I hadn't even thought about the difference in roofing costs.  Thanks     Any opinion on framing for the second story?  Is it more cost effective to use steel I beams instead of 2x6 stick framing?

On another note, given the current housing market, is this a good time to remodel in general.  Also, are remodeling costs changing?  There are several recently remodeled homes in my area.  We are planning to stay in this house for at least the next several years instead of buying a home that already has a family room and master suite.


----------



## OtbHunter (Mar 9, 2008)

Hi rsmysore... The last consideration should be how your home will fit in with the neighborhood. You don't want to have the most valuable home in an average neighborhood... this would make selling it difficult and at a lower price. 
If the completed home will end up with approximately the same size and quality of the other homes - your time and money will be well spent. 
Lastly, IMHO, remodeling is always timely, assuming you do as much of the work as possible. Hiring the work done would take years to have appreciation gain back your cost of Labor.


----------



## glennjanie (Mar 10, 2008)

Hello RSMysore:
Steel is considerably more expensive to use than wood construction. First you have to have a rigid steel frame to hold the weight up, then fill in with the seel studs. The rigid steel frame is the killer, its terribly expensive. 
I think remodeling is always the least expensive way to go, however the market collapse is bringing new and existing house prices down sharply; in some cases even by double digits. It may pay to look around now.
The bursting bubble also puts more contractors into the remodeling business, comming from the building part. You would think that would lower the cost because of low demand but remodelers know they are probably the only bidder on most jobs and the jobs are less time consuming. It gives them the feeling of 'get the money and run'.
If you have a local Home Builder's Association you could check with them for a recommended remodeler. Make sure all contractors are bidding apples to apples, are licensed and have liability and worker's compensation insurance.
Remember, if they have an accident, fail to pay for any material, or cause any damage to your house; the 'property owner' is liable.
Near my home some roofers caused a fire that burned a $400,000 house to the ground, the owner's insurance refused liability as did the roofers. After several years, more money thrown away on lawyers and saving up more money, they finally have a new home.
Glenn


----------



## rsmysore (Mar 10, 2008)

Thanks Glenn.  You guys are very helpful with all kinds of information. 
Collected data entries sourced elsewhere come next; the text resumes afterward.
PR #702, opened 2026-08-28
fix(mcp): require workflow tool arguments

### LINKED ISSUE #697: mcp: required params on 9 workflow tools default to a FieldInfo sentinel, so an omitted argument returns a wrong answer instead of an error

Tethys0:
## Summary

Fixes #697.

Required arguments on workflow MCP tools were declared as Python defaults with bare `Field(...)`. FastMCP still exposed them as required in the generated schema, but direct Python callers received a `FieldInfo` sentinel when omitting an argument. That allowed tools to continue with a fabricated value, producing misleading results or leaking the sentinel representation instead of failing at the call boundary.

This change:

- Uses the established `Annotated[T, Field(description=...)]` form for all affected required workflow parameters.
- Covers the nine parameters listed in #697 plus the adjacent `workflow_plan_approval.run_id` parameter, which had the same defect on current `main`.
- Preserves existing descriptions and optional argument defaults.
- Adds regression coverage for all 10 affected parameters, asserting omission raises `TypeError` before tool-body execution.

## Verification

- TDD RED: the new focused test failed for all 9 initially enumerated parameters on the baseline with the `FieldInfo` default behavior.
- TDD GREEN: focused regression test passes.
- `uv run pytest test/mcp_server/test_workflow_required_parameters.py test/mcp_server/test_workflow_return.py test/mcp_server/test_workflow_tools.py -q` - 56 passed.
- `uv run pytest test/mcp_server -q` - 259 passed, 3 pre-existing deprecation warnings.
- `uv run black --check ...` - passed.
- `uv run isort --check-only ...` - passed.
- `uv run mypy src/cli_agent_orchestrator/mcp_server/server.py` - passed.
- `git diff --check` and added-line security scan - passed.

The repository-wide test command was attempted once and timed out after 600 seconds during the run; the focused MCP suite completed successfully afterward.

### DIFF
--- a/src/cli_agent_orchestrator/mcp_server/server.py
+++ b/src/cli_agent_orchestrator/mcp_server/server.py
@@ -2334,13 +2334,15 @@ async def workflow_return(
     output: Annotated[
         Dict[str, Any], Field(description="The structured JSON output for this workflow step")
     ],
-    output_schema: Optional[Dict[str, Any]] = Field(
-        default=None,
-        description=(
-            "Optional JSON-Schema (Draft 2020-12) to validate the output against. "
-            "Pass the step's declared output_schema so the seam can validate it."
+    output_schema: Annotated[
+        Optional[Dict[str, Any]],
+        Field(
+            description=(
+                "Optional JSON-Schema (Draft 2020-12) to validate the output against. "
+                "Pass the step's declared output_schema so the seam can validate it."
+            )
         ),
-    ),
+    ] = None,
 ) -> Dict[str, Any]:
     """Return a structured output for the current workflow step (issue #312, N4).
 
@@ -2398,17 +2400,20 @@ async def workflow_run(
     name_or_path: Annotated[
         str, Field(description="Workflow name (indexed) or path to a spec YAML file")
     ],
-    inputs: Optional[Dict[str, Any]] = Field(
-        default=None, description="Run inputs, validated against the spec's declared inputs"
-    ),
-    run_id: Optional[str] = Field(
-        default=None,
-        description=(
-            "Optional explicit run id (matches WORKFLOW_NAME_RE); the server mints "
-            "one if omitted. Validation and the uniqueness/admission gate are "
-            "server-side — a collision surfaces as the ok=False error envelope."
+    inputs: Annotated[
+        Optional[Dict[str, Any]],
+        Field(description="Run inputs, validated against the spec's declared inputs"),
+    ] = None,
+    run_id: Annotated[
+        Optional[str],
+        Field(
+            description=(
+                "Optional explicit run id (matches WORKFLOW_NAME_RE); the server mints "
+                "one if omitted. Validation and the uniqueness/admission gate are "
+                "server-side — a collision surfaces as the ok=False error envelope."
+            )
         ),
-    ),
+    ] = None,
 ) -> Dict[str, Any]:
     """Run a workflow to completion and return the aggregated result (issue #312, N5).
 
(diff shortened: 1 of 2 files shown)


haofeif (changes requested):
Reviewed exact head `74e04d1`. The ten required parameters are now genuine Python-required arguments and retain their MCP metadata, but the direct-call defect remains on the adjacent optional parameters raised in [the existing review thread](https://github.com/awslabs/cli-agent-orchestrator/pull/702#discussion_r3884576531).

I reproduced this after the patch: `workflow_run("demo")` puts a Pydantic `FieldInfo` object in `payload["inputs"]`, and `workflow_return({"answer": 42})` puts one in `payload["output_schema"]`. A real `requests` call then cannot JSON-encode that payload, so supplying the newly required argument is still insufficient for the direct Python call path that #697 is fixing. Please move the optional schema metadata to `Annotated[...]` with real Python defaults (`= None`, etc.) and cover a required-only invocation, rather than testing only that a completely omitted required argument raises.

Tethys0:
Thanks for reproducing the remaining direct-call issue. Pushed 4309cd5, which moves the optional workflow parameters to `Annotated[..., Field(...)]` with real Python defaults (`None` / `50`) while preserving MCP schema metadata. Added required-only regression coverage for `workflow_run("demo")` and `workflow_return({"answer": 42})`, including JSON serialization at the requests boundary. Verification: focused tests 12 passed; related workflow tests 58 passed; full `test/mcp_server` subset 261 passed; Ruff passed. The existing required-parameter behavior remains covered.

haofeif (approved):
Re-reviewed exact head `4309cd51e89d76f83556dcf0f923894375ddfe95`. The prior direct-call blocker is fixed: required workflow arguments remain genuinely required, optional workflow arguments now have real Python defaults, and the FastMCP schemas retain their required sets, defaults, and descriptions. Required-only `workflow_run` / `workflow_return` calls also produce JSON-safe payloads. No remaining functional finding. The current Code Quality check is still red solely because Black would reformat `test_workflow_required_parameters.py`; this approval does not waive that required CI gate.

haofeif:
@Tethys0 can you please fix the CI failure

haofeif (approved):
Re-reviewed at exact head `e9d778bf128faed6cfeea40bb67f6b3b960aec40`. The new delta only applies Black formatting to the workflow parameter regression test; it does not change implementation or test semantics. The direct-call defaults remain ordinary Python values, required arguments remain genuinely required, and the FastMCP schemas retain the intended required/default contracts. No blocking findings.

We bought our home about 2 years back, and the value has fallen a little bit after we bought it.  So selling and buying might not be the option.    The wondering about upgrading to a new bigger home is more of a thought because of what we hear about the cost of remodeling in the SF bay area market.  We like the place for its proximity to work, and free ways, and its location in general, and we are sure we dont mind living here for another 10 years or more.

Talking about the cost of remodeling, what we want to do is expand into the backyard for a family room of about 450sq ft and on top of that build a master bed suite of about 450sq ft.  So we are looking at adding 900sq ft. The job will include a stairs going up in the family room.  It will most likely include all the wiring and such for home theatre surround sound (in family room), Hard wood floors, dual pane windows/sliding doors and such.  No rework of any of the existing living area. Both the additions will be on the new foundation.  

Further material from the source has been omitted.